Irrespective of the underlying mechanism, present results clearly indicate that sperm pre-fertilization thermal environment mediates transgenerational effects for offspring phenotype and performance. This is important as transgenerationally mediated effects of sperm environmental variation can have many important ecological implications, but currently represent a largely unexplored source of variation in offspring phenotypes (Marshall, 2015). Importantly, sperm-mediated transgenerational effects may constitute particularly important mechanisms in determining the adaptation potential of species to climate change (Guillaume et al., 2016). However, the adaptive value of such effects (and TGP in general) has remained unclear, since the impact of these effects for offspring fitness are not always positive (Day and Bonduriansky, 2011; Uller et al., 2013). Sperm environmental plasticity may represent adaptive response, especially in situations where parents (or males) can anticipate the environmental conditions of their offspring, but it may be less common when environmental conditions vary unpredictably (Burgess and Marshall, 2014). Accordingly, sperm environmental plasticity may not be adaptive when environmental conditions show rapid fluctuations (Guillaume et al., 2016, see also Salinas and Munch, 2012, for similar results). In the present study, the duration of sperm thermal treatments was only 15 h, which, along with the above-mentioned findings, may at least partly explain why warmer sperm pre-incubation conditions decreased offspring post-hatching size (i.e. embryonic development rate) and swimming performance. Therefore, our findings indicate that short-term temperature spikes just prior to spawning may have negative impact on offspring fitness in whitefish and, potentially, in many other cold-adapted species. This is important as in the future, sudden temperature alterations are expected to be more common (Thompson et al., 2013).
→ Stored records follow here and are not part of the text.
PR #505, opened 2019-11-08
MAINT: Remove params from get_semantic_types

Oddant1:


qiime2/sdk/plugin_manager.py
```diff
@@ -135,12 +135,10 @@ def _integrate_plugin(self, plugin):
...
                 self._canonical_formats.add(type_format.format.file.format)
 
-    def get_semantic_types(self, *, plugin=None):
+    def get_semantic_types(self):
         types = set()
 
-        plugins = [plugin] if plugin else self.plugins
-
-        for plugin in plugins.values():
+        for plugin in self.plugins.values():
```
thermokarst: [L130](https://github.com/qiime2/qiime2/pull/505/files#diff-81b344e767b72470d737b8c2972a9ffeR130) has an attribute that does the same thing already defined - how about you either use the attribute here, or, keep this implementation as-is, but remove the attribute above. Make sense?

Oddant1: Thinking back to the meeting yesterday, should we instead remove that `types` dictionary attribute altogether? Since, as pointed out during the meeting yesterday, it's entirely redundant to accessing the plugin from the `plugins` attribute, then accessing its types from there?

Oddant1:
> LGTM! Don't forget to merge this updated branch into any of your existing feature branches.

@David-Rod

In conclusion, our results suggest that the sperm pre-fertilization thermal environment modifies embryonic development and swimming performance of the offspring, thus representing an important source of variation in offspring phenotype and fitness. Observed results cannot be explained by male phenotypic manipulation of the sperm or differential maternal investments and are independent of the fertilization environment. Interestingly, we also found no major phenotypic (or viability) differences of sperm between the thermal treatments. Together, our results can have many potentially important ecological implications and can help to understand factors that determine adaptation of organisms to climate change and associated environmental fluctuations. However, further studies are required to determine potential mechanism(s) behind our findings.

We thank the staff of the Tervo Fish Farm (Luke) and Kari Ratilainen for providing whitefish gametes. Laura Forster kindly checked the language of the manuscript.